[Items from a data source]
[Start of section]

PR #62, opened 2022-12-04
Class22 83-confirmation-message-for-valid-sign-up-form

Hailegebriel22:
# Description

Message for a valid sign-up form
Fixes # (issue)

# How to test?

Please provide a short summary how your changes can be tested?

# Checklist

- [ ] I have performed a self-review of my own code
- [ ] I have followed the name conventions for CSS Classnames and filenames, Components names and filenames, Style filenames, if you are in doubt check the the project README.MD and here https://github.com/HackYourFuture-CPH/curriculum/blob/master/review/review-checklist.md
- [ ] I have commented my code, particularly in hard-to-understand areas, if you code was simple enough mark the box anyway
- [ ] I have made corresponding changes to the documentation, if you code was simple enough mark the box anyway
- [ ] This PR is ready to be merged and not breaking any other functionality


Hanouj (dismissed):

packages/client/src/containers/Login.container/SignupForm.js
```diff
@@ -9,14 +9,25 @@ const SignupForm = () => {
...
   const [formErrors, setFormErrors] = useState({});
+  const [isSubmit, setIsSubmit] = useState(false);
+  const message = '';
+
   const handleChange = (e) => {
     setFormValues({ ...formValues, [e.target.name]: e.target.value });
   };
 
   const handleSubmit = (event) => {
+    setIsSubmit(true);
```
annamourasobral, line 20: submit can only be allowed **after** a conditional validation being passed for best practice

packages/client/src/containers/Login.container/SignupForm.js
```diff
@@ -9,14 +9,25 @@ const SignupForm = () => {
     password: '',
   });
   const [formErrors, setFormErrors] = useState({});
+  const [isSubmit, setIsSubmit] = useState(false);
+  const message = '';
```
annamourasobral, line 13: this is not necessary

packages/client/src/containers/Login.container/SignupForm.js
```diff
@@ -52,14 +62,18 @@ const SignupForm = () => {
...
         className="signup-submit-button"
         type="submit"
       >
         Sign up
-      </button>
+      </button>{' '}
+      {Object.keys(formErrors).length === 0 && isSubmit ? (
+        <p className="success-message">Thank you for Signing up</p>
+      ) : (
+        <p>{message}</p>
```
annamourasobral, line 75:
```suggestion
        <></>
```

packages/client/src/containers/Login.container/SignupForm.js
```diff
@@ -9,14 +9,25 @@ const SignupForm = () => {
...
   const handleSubmit = (event) => {
+    setIsSubmit(true);
     event.preventDefault();
     setFormErrors(FormValidation(formValues));
   };
+  /* eslint-disable no-console */
+
+  useEffect(() => {
+    if (Object.keys(formErrors).length === 0 && isSubmit) {
+      console.log(formValues);
```
annamourasobral, line 28: do you really need to keep tracking of formValues on the console?

packages/client/src/containers/Login.container/SignupForm.js
```diff
@@ -52,14 +62,18 @@ const SignupForm = () => {
...
       )}
-
       <button
         onClick={handleSubmit}
         className="signup-submit-button"
         type="submit"
       >
         Sign up
-      </button>
+      </button>{' '}
```
annamourasobral, line 71:
```suggestion
      </button>
```

packages/client/src/containers/Login.container/SignupForm.js
```diff
@@ -52,14 +62,18 @@ const SignupForm = () => {
...
+      {Object.keys(formErrors).length === 0 && isSubmit ? (
```
annamourasobral, line 72: this will be redundant once you refactor the handler
```suggestion
      { isSubmit ? (
```

annamourasobral (changes requested):
Hey @Hailegebriel22 
I suggested a refactoring so you only allow the user to go forward if there are no errors in the form and the success message was rendered. 
Keep going!

packages/client/src/containers/Login.container/SignupForm.js
Hailegebriel22: I get the error " there‘s no need for a Fragment at all" whenever I use <></> 
that is why I add an empty string.

packages/client/src/containers/Login.container/SignupForm.js
Hailegebriel22: One of the tasks is to log form content into the console. or should I do it differently?

packages/client/src/containers/Login.container/SignupForm.js
annamourasobral: you can also use ('')

packages/client/src/containers/Login.container/SignupForm.js
annamourasobral: Ok, sorry I cannot check Jira. 
I just wondered so we don't have an overload in the console.

Hanouj (approved):

packages/client/src/containers/Login.container/SignupForm.js
```diff
@@ -10,24 +10,16 @@ const SignupForm = () => {
   });
   const [formErrors, setFormErrors] = useState({});
   const [isSubmit, setIsSubmit] = useState(false);
-  const message = '';
 
   const handleChange = (e) => {
     setFormValues({ ...formValues, [e.target.name]: e.target.value });
   };
 
   const handleSubmit = (event) => {
```
annamourasobral, line 18: I meant that:
```
const handleSubmit = (event) => {
 event.preventDefault();
 if(Object.keys(formErrors).length === 0) {
 setIsSubmit(true);
 }
  }; 
```
Validations are not supposed to be made on submit time, but after the user types the input. Usually, we use the onBlur propertie to run a validation function and then reset it onFocus.

annamourasobral (changes requested):

packages/client/src/containers/Login.container/SignupForm.js
miltonhultgren: Or just `null` if you don't want to render anything at all.

packages/client/src/containers/Login.container/SignupForm.js
Hailegebriel22: @annamourasobral  okay Thanks, 
I need to add the form validation as well , right?
```
const handleSubmit = (event) => {
 event.preventDefault();
**setFormErrors(FormValidation(formValues));**
 if(Object.keys(formErrors).length === 0) {
 setIsSubmit(true);
 }
  }; 
```

annamourasobral (approved):

Hanouj (approved):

[End of section]

ASSIGNMENT:
Extract every line above exactly as it stands.

REPLY:
PR #62, opened 2022-12-04
Class22 83-confirmation-message-for-valid-sign-up-form

Hailegebriel22:
# Description

Message for a valid sign-up form
Fixes # (issue)

# How to test?

Please provide a short summary how your changes can be tested?

# Checklist

- [ ] I have performed a self-review of my own code
- [ ] I have followed the name conventions for CSS Classnames and filenames, Components names and filenames, Style filenames, if you are in doubt check the the project README.MD and here https://github.com/HackYourFuture-CPH/curriculum/blob/master/review/review-checklist.md
- [ ] I have commented my code, particularly in hard-to-understand areas, if you code was simple enough mark the box anyway
- [ ] I have made corresponding changes to the documentation, if you code was simple enough mark the box anyway
- [ ] This PR is ready to be merged and not breaking any other functionality


Hanouj (dismissed):

packages/client/src/containers/Login.container/SignupForm.js
```diff
@@ -9,14 +9,25 @@ const SignupForm = () => {
...
   const [formErrors, setFormErrors] = useState({});
+  const [isSubmit, setIsSubmit] = useState(false);
+  const message = '';
+
   const handleChange = (e) => {
     setFormValues({ ...formValues, [e.target.name]: e.target.value });
   };
 
   const handleSubmit = (event) => {
+    setIsSubmit(true);
```
annamourasobral, line 20: submit can only be allowed **after** a conditional validation being passed for best practice

packages/client/src/containers/Login.container/SignupForm.js
```diff
@@ -9,14 +9,25 @@ const SignupForm = () => {
     password: '',
   });
   const [formErrors, setFormErrors] = useState({});
+  const [isSubmit, setIsSubmit] = useState(false);
+  const message = '';
```
annamourasobral, line 13: this is not necessary

packages/client/src/containers/Login.container/SignupForm.js
```diff
@@ -52,14 +62,18 @@ const SignupForm = () => {
...
         className="signup-submit-button"
         type="submit"
       >
         Sign up
-      </button>
+      </button>{' '}
+      {Object.keys(formErrors).length === 0 && isSubmit ? (
+        <p className="success-message">Thank you for Signing up</p>
+      ) : (
+        <p>{message}</p>
```
annamourasobral, line 75:
```suggestion
        <></>
```

packages/client/src/containers/Login.container/SignupForm.js
```diff
@@ -9,14 +9,25 @@ const SignupForm = () => {
...
   const handleSubmit = (event) => {
+    setIsSubmit(true);
     event.preventDefault();
     setFormErrors(FormValidation(formValues));
   };
+  /* eslint-disable no-console */
+
+  useEffect(() => {
+    if (Object.keys(formErrors).length === 0 && isSubmit) {
+      console.log(formValues);
```
annamourasobral, line 28: do you really need to keep tracking of formValues on the console?

packages/client/src/containers/Login.container/SignupForm.js
```diff
@@ -52,14 +62,18 @@ const SignupForm = () => {
...
       )}
-
       <button
         onClick={handleSubmit}
         className="signup-submit-button"
         type="submit"
       >
         Sign up
-      </button>
+      </button>{' '}
```
annamourasobral, line 71:
```suggestion
      </button>
```

packages/client/src/containers/Login.container/SignupForm.js
```diff
@@ -52,14 +62,18 @@ const SignupForm = () => {
...
+      {Object.keys(formErrors).length === 0 && isSubmit ? (
```
annamourasobral, line 72: this will be redundant once you refactor the handler
```suggestion
      { isSubmit ? (
```

annamourasobral (changes requested):
Hey @Hailegebriel22 
I suggested a refactoring so you only allow the user to go forward if there are no errors in the form and the success message was rendered. 
Keep going!

packages/client/src/containers/Login.container/SignupForm.js
Hailegebriel22: I get the error " there‘s no need for a Fragment at all" whenever I use <></> 
that is why I add an empty string.

packages/client/src/containers/Login.container/SignupForm.js
Hailegebriel22: One of the tasks is to log form content into the console. or should I do it differently?

packages/client/src/containers/Login.container/SignupForm.js
annamourasobral: you can also use ('')

packages/client/src/containers/Login.container/SignupForm.js
annamourasobral: Ok, sorry I cannot check Jira. 
I just wondered so we don't have an overload in the console.

Hanouj (approved):

packages/client/src/containers/Login.container/SignupForm.js
```diff
@@ -10,24 +10,16 @@ const SignupForm = () => {
   });
   const [formErrors, setFormErrors] = useState({});
   const [isSubmit, setIsSubmit] = useState(false);
-  const message = '';
 
   const handleChange = (e) => {
     setFormValues({ ...formValues, [e.target.name]: e.target.value });
   };
 
   const handleSubmit = (event) => {
```
annamourasobral, line 18: I meant that:
```
const handleSubmit = (event) => {
 event.preventDefault();
 if(Object.keys(formErrors).length === 0) {
 setIsSubmit(true);
 }
  }; 
```
Validations are not supposed to be made on submit time, but after the user types the input. Usually, we use the onBlur propertie to run a validation function and then reset it onFocus.

annamourasobral (changes requested):

packages/client/src/containers/Login.container/SignupForm.js
miltonhultgren: Or just `null` if you don't want to render anything at all.

packages/client/src/containers/Login.container/SignupForm.js
Hailegebriel22: @annamourasobral  okay Thanks, 
I need to add the form validation as well , right?
```
const handleSubmit = (event) => {
 event.preventDefault();
**setFormErrors(FormValidation(formValues));**
 if(Object.keys(formErrors).length === 0) {
 setIsSubmit(true);
 }
  }; 
```

annamourasobral (approved):

Hanouj (approved):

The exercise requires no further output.